# Anyone here like these solar powered Mitutoyo's?



## fixxer (Mar 8, 2018)

Getting sick of my batteries being dead as a hammer every time I grab a set out of my box.  Figured I was going to relegate my SPI's to the reloading room where I can leave the battery out and use them between runs of reloads. 
In the meantime, I'm looking to replace them in my home shop.  (Two different structures).  I have a need for good calipers that can be taken with me to the metal yard and brought back to the home shop when I'm spec'ing stuff. 

I'm about to pull the trigger on a set of solar powered Mitutoyos.  I figured with 8 sets of 8ft flourescent (64ea double 4ft bulbs) fixtures in my 30ftx70ft shop, I have plenty of lighting to float them at night.  I'm only worried that as I start converting to LED that they won't charge anymore.

Anyway, they worth the investment?  Someone here surely has experience with these.

Thanks,

-Fixxer


----------



## extropic (Mar 8, 2018)

I have a Mitutoyo 500-491, 6" solar caliper. Had them at least 20 years. Zero problems.
If I need to take a measurement in poorly lit location, I use a flashlight to illuminate.
AFAIK, they don't "charge" at all. No replaceable, rechargeable battery. They just run on the output of the solar cell.
LED lighting = no problem. Normal room/office lighting is fine.
And, it's OK to degauss them when the jaws start holding chips.


----------



## fixxer (Mar 9, 2018)

extropic said:


> I have a Mitutoyo 500-491, 6" solar caliper. Had them at least 20 years. Zero problems.
> If I need to take a measurement in poorly lit location, I use a flashlight to illuminate.
> AFAIK, they don't "charge" at all. No replaceable, rechargeable battery. They just run on the output of the solar cell.
> LED lighting = no problem.
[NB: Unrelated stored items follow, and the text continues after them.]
PR #211, opened 2022-10-12
fix: assets must be fetched from store instead of cryptoassets

kraikov:


packages/wallet-core/src/store/actions/updateFees.ts
```diff
@@ -8,7 +7,7 @@ export const updateFees = async (context: ActionContext, { asset }: { asset: Ass
   const network = state.activeNetwork;
   const walletId = state.activeWalletId;
 
-  const chainId = getAsset(network, asset).chain;
+  const chainId = getters.cryptoassets[asset].chain;
```
bradleySuira, line 10: I just think that maybe we can handle the case when we don't have getters.cryptoassets[asset]

bradleySuira (approved):
LGTM

packages/wallet-core/src/store/actions/updateFees.ts
kraikov: I agree. However there shouldn't be a case in which an asset is used and it's missing in the store. If that happens, there is a bigger, greater issue that must be fixed.

monokh (approved):

monokh (approved):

Normal room/office lighting is fine.
> And, it's OK to degauss them when the jaws start holding chips.


Awesome.
Thanks for the feedback.  I'll probably move forward on these then.  The solar powered variants only about $25 more than the battery version but I figure I'll save that much in the first couple years not having to putz with batteries when I need to take a quick measurement.


----------



## GregBradley (Oct 18, 2018)

Over 2 years on the original batteries. Accuracy of these is amazing. Caliper is accurate well under 0.0005" from 0-4" and only hits a max error of 0.0005" at 6".


----------



## P. Waller (Oct 19, 2018)

I use almost exclusively Mitutoyo tools.
I no longer use any digital tools that are not IP 68, these cost a good deal more. However the several Mit digital calipers that I have bought over the last 30 years have shown excellent battery life of 2 years or more and I work full time in a job shop.
Edit, IP65 not 68


----------



## Boswell (Oct 24, 2018)

I have two 6" and one 12" solar powered Mitutoyo calipers and never have a problem with low light. I mean that occasionally in a dark room I have to turn on a light but that has never been an issue.  I also think that if I could get 2 years of life with a battery version, I would like that but  the older digital micrometers that I have burn through batteries so much that I have to store them with the batteries removed.


----------



## macardoso (Oct 24, 2018)

GregBradley said:


> Over 2 years on the original batteries. Accuracy of these is amazing. Caliper is accurate well under 0.0005" from 0-4" and only hits a max error of 0.0005" at 6".
> View attachment 277872



I have the exact same calipers and micrometer. Love them. Best I've ever had.  If only the mic's weren't so expensive, I'd pull for a 1-2 and a 2-3".


----------